A l’audience du 23 septembre 2024, M. [B] [Y] a réitéré ses demandes.
Le Dr [N] [X] et l’association hôpital [14], ont, par leurs conseils, formulé protestations et réserves quant à la demande d’expertise et sollicité le rejet des demandes de provision et d’indemnité en application de l’article 700 du code de procédure civile.
Il est renvoyé pour plus ample exposé aux conclusions des parties soutenues à l’audience.
La CPAM, régulièrement citée, n’a pas comparu et n’était pas représentée.
Motifs
En application de l'article 145 du code de procédure civile, s'il existe un motif légitime de conserver ou d'établir avant tout procès la preuve de faits dont pourrait dépendre la solution d'un litige, les mesures d'instruction légalement admissibles peuvent être ordonnées à la demande de tout intéressé, sur requête ou en référé.
Il sera rappelé que dans le cadre d’une demande d’expertise sur le fondement de l’article 145 du code de procédure civile le demandeur doit établir le caractère plausible de ses prétentions et notamment la réalité du fait qui justifie l’investigation.
Dans le cas présent, il n’est pas contesté que M. [B] [Y] souffrant d’une pathologie cardio-vasculaire ayant donné lieu à des soins prodigués en 2020 par le Dr [N] [X] au sein de l’hôpital [14] à [Localité 11], a constaté le 12 septembre 2023, la présence dans son bras, confirmée par des examens ultérieurs, de matériel médical (fil métallique) provenant d’une intervention chirurgicale ou des soins pratiqués antérieurement par le Dr [N] [X]. Il justifie ainsi d’un motif légitime pour obtenir la mesure d’expertise sollicitée sur ce point.
L’article 834 du code de procédure civile dispose que « dans tous les cas d’urgence, le président du tribunal judiciaire ou le juge du contentieux de la protection dans les limites de sa compétence, peuvent ordonner en référé toutes les mesures qui ne se heurtent à aucune contestation sérieuse ou que justifie l’existence d’un différend » et selon l’article 835 du même code « le président du tribunal judiciaire ou le juge du contentieux de la protection dans les limites de sa compétence peuvent toujours, même en présence d’une contestation sérieuse, prescrire en référé les mesures conservatoires ou de remise en état qui s’imposent, soit pour prévenir un dommage imminent soit pour faire cesser un trouble manifestement illicite.
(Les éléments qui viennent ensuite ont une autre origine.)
PR #2004, opened 2018-05-03
Updated FreeType library src and includes to version 2.9

gregkepler:
Updated to latest version of FreeType 2.9
[View Changelog](https://sourceforge.net/projects/freetype/files/freetype2/2.9/)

Dans les cas où l’existence de l’obligation n’est pas sérieusement contestable, ils peuvent accorder une provision au créancier, ou ordonner l’exécution de l’obligation même s’il s’agit d’une obligation de faire ».
En l’espèce, il n’est pas sérieusement contestable que le matériel médical laissé dans le corps de M. [B] [Y] à la suite des interventions pratiquées par le Dr [N] [X] lui ont occasionné un préjudice, ne serait-ce que moral, justifiant l’octroi de la provision sollicitée qui sera laissée à la charge du praticien dont la responsabilité est susceptible d’être engagée.
L’équité exige d’allouer, en outre, à M. [B] [Y] 1 000 € en application de l’article 700 du code de procédure civile..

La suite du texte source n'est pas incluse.